On the fundamental capacity and lifetime limits of energy-constrained wireless sensor networks

• Published in: Proceedings. RTAS 2004. 10th IEEE Real-Time and Embedded Technology and Applications Symposium, 2004 pp. 2 - 9
• Main Authors: Zhihau Hu, Baochun Li
• Format: Conference Proceeding
• Language: English
• Published: Los Alamitos CA IEEE 2004; IEEE Computer Society
• Subjects: Applied sciences; Capacitive sensors; Computer science; control theory; systems; Computer systems and distributed systems. User interface; Costs; Data communication; Energy management; Energy states; Exact sciences and technology; Interference constraints; Optimal control; Propagation losses; Software; Throughput; Wireless sensor networks; Energy analysis; Energy consumption; Density measurement; Measurement sensor; Distributed system; Modeling; Real time system; Boarded computer; Power control; Optimal control; Distributed control; Wireless network; Asymptotic approximation; Sensor array; Optimal control (mathematics)

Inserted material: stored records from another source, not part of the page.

Issue #250, opened 2026-08-18
peer_pidfd cannot tell a pre-6.5 kernel from a peer that already exited, so the PID-reuse check is off in the reuse case


vladimirrott:
`resolve_caller` reads the peer's supplementary groups from `/proc/{pid}/status` after `SO_PEERCRED`, so it pins the peer with a pidfd first and afterwards checks that the pinned process was not reaped during the read (`crates/sysknife-daemon/src/dispatcher.rs:541-566`). That check is skipped when `peer_pidfd` returns `None`, and the comment reads `None` as an old kernel (`dispatcher.rs:542`):

```rust
// Pin the connecting peer *before* the /proc read so PID reuse can be
// detected afterward. None on kernels without SO_PEERPIDFD (< 6.5).
```

`peer_pidfd` collapses every `getsockopt` failure into `None` (`dispatcher.rs:456`):

```rust
if rc != 0 || fd < 0 {
    return None;
}
```

A peer that has already been reaped is one of those failures. Measured on Linux 6.8.0-137, with a child connecting over `AF_UNIX` and the parent calling `getsockopt` before and after reaping it:

```
live peer:   rc=0  fd=5
reaped peer: rc=-1 errno=22 (EINVAL)
peercred:    rc=0  pid=792075 uid=1000 gid=1000
bogus opt:   rc=-1 errno=92 (ENOPROTOOPT)
```

The kernel reaches that through `sk_getsockopt` → `pidfd_prepare`, which rejects a `struct pid` whose task is gone. An unsupported option gives `ENOPROTOOPT` instead, so the two cases are distinguishable at the syscall boundary and `peer_pidfd` throws the distinction away.

The ordering that matters:

1. The peer connects, sends a request, exits.
2. `peer_pidfd` fails with `EINVAL` and returns `None`. The reuse check is off, on every kernel version.
3. `groups_for_pid(pid, &gid_map)` reads `/proc/{pid}/status`. When the pid has been recycled those are another process's supplementary groups, and `highest_role_from_groups` derives the caller's role from them.

`SO_PEERCRED` keeps reporting the dead peer's pid (792075 above), so step 3 has a pid to read and no signal that it is stale.

Reaching a higher role this way needs pid wraparound to land on a process in `sysknife-admin` or `wheel` inside the window between two syscalls, so the odds are poor. The defect is that the mitigation is absent in the one case it was written for, while the code says it is present on 6.5 and later.

## Suggested fix

[...]

Issue #237, opened 2026-08-18
Split the Ubuntu-only actions out of DEBIAN_ONLY_ACTIONS, so the family fence means what it says


vladimirrott:
`DEBIAN_ONLY_ACTIONS` (`crates/sysknife-core/src/action_family.rs:112`) holds 67 names, and the reference table renders all 67 with `Distro = Ubuntu`, so the two agree exactly today. The problem is what the list means. Its sibling states the contract (`action_family.rs:22`):

> Membership means **impossibility**, not preference: the action's mechanism cannot work on the other family, so the daemon fence and the CLI routing guard refuse it there. For "runnable but not this family's canonical tool", see `NON_CANONICAL_ON_DEBIAN`.

By that contract most of the 67 are correctly placed and about a third are not. They are lumped together because "Debian-family" and "Ubuntu" have never had to be different things. Making Debian eligible (#238) requires separating them first, so this is the prerequisite.

## Inventory of the 67, by what happens on Debian

Grouped by the tool each `ActionSpec` drives, read from `docs/action-reference.md`. Availability checked against Debian's own source database (`sources.debian.org/api/src/<pkg>/`), suite by suite, rather than assumed.

**Impossible on Debian, no path at all (7).** Canonical services with no Debian equivalent:

| actions | tool |
|---|---|
| `ProStatus`, `ProAttach`, `ProDetach`, `EnableProService`, `DisableProService` | `pro` |
| `LivepatchStatus` | `canonical-livepatch` |
| `UbuntuReleaseUpgrade` | `do-release-upgrade` |

**Installable on Debian, but not its canonical tooling (14).** These belong in a `NON_CANONICAL_ON_DEBIAN`-shaped list rather than an impossibility list:

| actions | tool | availability |
|---|---|---|
| `SnapInstall`, `SnapRemove`, `SnapRefresh`, `SnapHold`, `SnapUnhold`, `SnapList`, `SnapInfo`, `SnapRevert`, `SnapClassicInstall` | `snap` | `snapd` in trixie and sid; not installed by default |
| `NetplanApply`, `NetplanSet`, `NetplanGenerate`, `NetplanGetConfig` | `netplan` | `netplan.io` in bookworm and trixie. Debian defaults to ifupdown or systemd-networkd, and upstream ships a `netplan-everywhere.md` guide for non-Ubuntu hosts |
| `MultipassList` | `multipass` | distributed via snap on Linux, so it inherits the snap answer |

[...]

PR #360, opened 2026-09-03
fix(daemon): gate mutating query actions

### LINKED ISSUE #226: query_action runs AptUpdate, a root apt mutation, with no preview and no approval receipt

QinXi-ai:
## Summary

- move the explicit `OBSERVER_MUTATING_ACTIONS` classification next to the daemon action catalogue so every approval-free surface shares it
- reject Low/Observer actions that mutate the host at the raw `query_action` IPC boundary, before platform validation, spec construction, or execution
- extend the existing approval-gate IPC regression to cover both a conventional higher-risk action and `AptUpdate`
- document the daemon-side enforcement and changelog the fix

## Security boundary

`RiskLevel::Low` determines the baseline caller role; it does not prove an action is read-only. `AptUpdate` runs `sudo apt-get update`, writes the root apt index, and takes the dpkg lock. A direct socket client could previously invoke it through `query_action` without preview, an approval receipt, a transaction row, or the exclusion gate.

The daemon now fails closed with `authorization_failure` using the same explicit classification that already prevents the CLI from advertising `AptUpdate` as a direct MCP tool. Ordinary read-only queries and operator risk raises keep their existing behavior.

## Verification

PASS locally on Windows:

- `cargo metadata --locked --no-deps --format-version 1`
- `python -X utf8 scripts/check_evidence_claims.py`
- `git diff --check`

NOT TESTED locally:

- Rust execution tests and full workspace CI. The Windows build stops in the unchanged Linux-only `vsock` dependency because Unix/VSOCK APIs are unavailable. The targeted regression is included for the repository's Linux CI.

Closes #226.

### DIFF
--- a/CHANGELOG.md
+++ b/CHANGELOG.md
@@ -23,6 +23,14 @@ Releases before `0.2.5` predate the public launch; their notes live in the
 
 ### Fixed
 
+- **`query_action` can no longer bypass approval for Low-risk mutations.**
+  The daemon now rejects `AptUpdate` on the raw approval-free query path using
+  the same explicit Observer-mutating classification as the generated MCP
+  router. Direct socket clients must use preview, approval receipts and execute,
+  so the root apt index cannot be changed without an audit-backed approval or
+  concurrently with an action holding the dpkg exclusion gate.
+  ([#226](https://github.com/lacs-project/sysknife/issues/226))
+
 - **`sysknife audit verify` no longer lets an inconclusive anchor hide a broken
   chain.** The command combined the local audit result with the configured
   external anchor using `.max()` on their exit codes. Exit 1 means a break was
--- a/apps/sysknife-cli/src/mcp_server.rs
+++ b/apps/sysknife-cli/src/mcp_server.rs
@@ -63,6 +63,7 @@ use sysknife_brain::planning_tools::propose_plan::KNOWN_ACTIONS;
 use sysknife_brain::state_client::StateClient as _;
 use sysknife_core::action_family::{DEBIAN_ONLY_ACTIONS, FEDORA_ONLY_ACTIONS};
 use sysknife_core::distro::DistroId;
+use sysknife_daemon::actions::OBSERVER_MUTATING_ACTIONS;
 
 use crate::client::{DaemonClient, DescribeInfo};
 use crate::error::CliError;
@@ -475,9 +476,6 @@ const MCP_READ_ONLY_ACTIONS: &[&str] = &[
     // Dispatcher-internal, with no ActionSpec of its own.
     "ListJobHistory",
 ];
-
-/// Low-risk actions that still mutate the host and therefore remain plan-only.
-const OBSERVER_MUTATING_ACTIONS: &[&str] = &["AptUpdate"];
 
 impl SysknifeMcpServer {
     fn new() -> Self {
--- a/crates/sysknife-daemon/src/actions/mod.rs
+++ b/crates/sysknife-daemon/src/actions/mod.rs
@@ -42,6 +42,14 @@ pub mod ufw;
 pub mod users;
 pub(crate) mod validate;
 
+/// Observer-callable actions that still mutate the host and therefore require
+/// the preview/approve/execute interlock.
+///
+/// This is shared by every approval-free surface. Keeping the exception beside
+/// the action catalogue prevents the CLI's generated MCP router and the
+/// daemon's `query_action` endpoint from making independent safety decisions.
+pub const OBSERVER_MUTATING_ACTIONS: &[&str] = &["AptUpdate"];
+
 #[derive(Clone, Debug, PartialEq, Eq)]
 pub enum ActionMechanism {
     Command {
--- a/crates/sysknife-daemon/src/dispatcher.rs
+++ b/crates/sysknife-daemon/src/dispatcher.rs
@@ -1833,6 +1833,25 @@ async fn handle_query_action(
         .await;
     }
 
+    // Risk answers how much authorization an action needs; it does not prove
+    // that an action is read-only. `AptUpdate`, for example, is Low/Observer but
+    // runs `sudo apt-get update`, writes the root apt index and takes the dpkg
+    // lock. The shared catalogue exception keeps this raw IPC path aligned with
+    // the generated MCP surface instead of letting direct clients bypass the
+    // preview, receipt and exclusion gates.
+    if crate::actions::OBSERVER_MUTATING_ACTIONS.contains(&action_name) {
+        return send_error(
+            framed,
+            request_id,
+            "authorization_failure",
+            format!(
+                "{action_name} mutates the host and is not available through query_action; \
+                 use preview+execute instead"
+            ),
+        )
+        .await;
+    }
+
     // Same fence preview and execute apply. Without it a Fedora-only read-only
     // action reached the executor on a Debian host and failed as "rpm-ostree:
     // No such file or directory" — an execution error where the other paths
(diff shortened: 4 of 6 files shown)


vladimirrott (approved):
This closes #226 properly, and the part I want to name is the one you were not asked for: you removed the duplicate rather than adding a second guard.

`OBSERVER_MUTATING_ACTIONS` now lives beside the action catalogue, the CLI imports it, and `git grep` finds exactly one definition. The two approval-free surfaces can no longer make independent safety decisions, which is the actual bug class. A copy in `dispatcher.rs` would have passed review today and drifted within a release.

The comment earns its place too. `RiskLevel::Low` decides how much authorization an action needs; it never claimed the action was read-only, and `AptUpdate` writes the root apt index and takes the dpkg lock. Saying that at the guard means the next person does not re-derive it.

## Verified, and my first attempt was wrong

Reproduced at `1fa9a521` in a container, neutering only the daemon call site (the `crate::actions::` prefix is unique to `dispatcher.rs`, so the CLI's copy stays intact):

```
1 test matched and passed unmutated
mutated: test query_action_rejects_actions_that_require_approval ... FAILED  (rc=101)
```

My first run reported the opposite, that the guard did not bite. That was my tooling, not your patch: it ran `cargo test --bins`, and `coverage_gaps.rs` is an integration target, so it executed **zero tests** and called the vacuous pass a result. Fixed on my side, and it now refuses any filter that matches nothing. Worth saying out loud because it is the same defect this repository keeps finding in its own guards, and I shipped it in the thing that checks for it.

Board is green, 11 passing. `CHANGELOG.md` and `docs/mcp.md` are both in the diff, so there is nothing for me to write at merge.

## One thing for later, not for this PR

The list has one entry. When it gains a second, the interesting question is how anyone would know: nothing today derives "mutates the host" from the action definition, so the classification stays correct only while a human remembers to add to it. `observer_actions_are_fully_classified` catches a new **Observer** action nobody classified, which is most of the risk, but an existing action that becomes mutating would slip past. Not a gap in this change, and not worth blocking on.

Merging. That is #216 and #226 in two days, both on the boundary between the approval-free surface and the daemon, which is the part of this project where being wrong is expensive.

vladimirrott:
@QinXi-ai I want to say this properly rather than in a merge line.

You have landed two pull requests in two days, both on the part of this project where being wrong is most expensive, and both times you did something you were not asked to do.

On #348 you took #216 off a Call for Participation listing with no prior context on the codebase, and came back with an allowlist **and a drift test**. Most people write the allowlist and stop. That test is what makes the classification survive the two of us forgetting why it exists. When I pointed out the stdio test only bounded the surface loosely, you did not argue the scope; you added the assertion that every advertised tool must appear in the snake_case image of `MCP_READ_ONLY_ACTIONS`, across all three distro variants, copying none of the filter's logic.

On #360 you did the thing I have been trying to get right in my own tooling all week: you **removed the duplicate instead of adding a second guard**. Moving `OBSERVER_MUTATING_ACTIONS` beside the action catalogue means the two approval-free surfaces can no longer make independent safety decisions. A copy in `dispatcher.rs` would have passed review and drifted inside a release, and nobody would have noticed until it mattered. You also wrote the comment explaining that `RiskLevel::Low` decides authorization rather than proving read-only, which saves the next reader from deriving it.

And you did all of it from Windows, where you cannot compile the Unix-only `vsock` dependency or run the full workspace. You said so plainly every time, listed what you had tested and what you had not, and never once handed me a number you had not measured. That honesty is worth more to me than the patches. It is also rarer: the thing that wastes maintainers' time is not bad code, it is confident text with nothing behind it.

For what it is worth, my own gate refused #360 on the first attempt and it was my bug, not yours: it ran `cargo test --bins`, missed the integration target, executed zero tests and called that a result. You cost me nothing; I cost you a round trip. Fixed, and it now refuses any filter that matches nothing.

Both of your changes ship in **v0.13.0**, which is going out now. The release notes lead with yours.

## Four issues, offered as a menu and not a queue

I normally hold to one open offer per person, because a stack of them reads as an assignment and that is how volunteers get tired. I am breaking my own rule once, and saying so, because you have earned the right to choose rather than be handed. **Take any, all, or none, in any order, and ignore the rest without a word.**

- **#237** — `DEBIAN_ONLY_ACTIONS` conflates "Debian-family" with "Ubuntu-only", so the family fence is doing two jobs. This is #360 again in a different constant: one list, two meanings, several readers.
- **#250** — `peer_pidfd` cannot distinguish a pre-6.5 kernel from a peer that already exited, so the daemon cannot tell "cannot attribute" from "nobody there". You have twice now got the fail-closed direction right on this boundary.
- **#344** — a contributor who cannot build the workspace has no supported way to update the test-count artifact. **You have lived this one.** You hit it on both PRs and worked around it honestly. Nobody is better placed to say what the supported path should be.
- **#362** — `postgres-contract` gained a second live step in #340 and its guard predates it, so three one-line changes leave a required check green while it runs nothing. A guard that does not bite, which is the shape you keep fixing.

If none of them appeal, say so and I will find something closer. If you would rather I stopped sending things for a while, say that instead and I will.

• ISBN: 0769521487; 9780769521480
• ISSN: 1545-3421; 2642-7346
• DOI: 10.1109/RTTAS.2004.1317243

Energy constraints on sensor nodes pose significant challenges towards extending operational lifetimes and sustainable capacities of wireless sensor networks. We seek to answer two fundamental questions with respect to energy-constrained sensor networks. First, what is the operational lifetime of a particular wireless sensor network under the control of optimal power management schemes? With an adequate definition of operational lifetimes, our asymptotic analysis shows that, with fixed node densities, operational lifetime of sensor networks decreases in the order of 1/n as the number of initially deployed nodes n grows. Second, what is the impact of constrained energy levels on the maximum sustainable throughput in sensor networks? Even with renewable energy sources on each of the sensors (e.g., solar energy sources), our analysis concludes that the maximum sustainable throughput in energy-constrained sensor networks scales worse than the capacity based on interference among concurrent transmissions as long as the physical network size grows with n in the order greater than log n. In this case, when the number of nodes is sufficiently high, the energy-constrained network capacity dominates.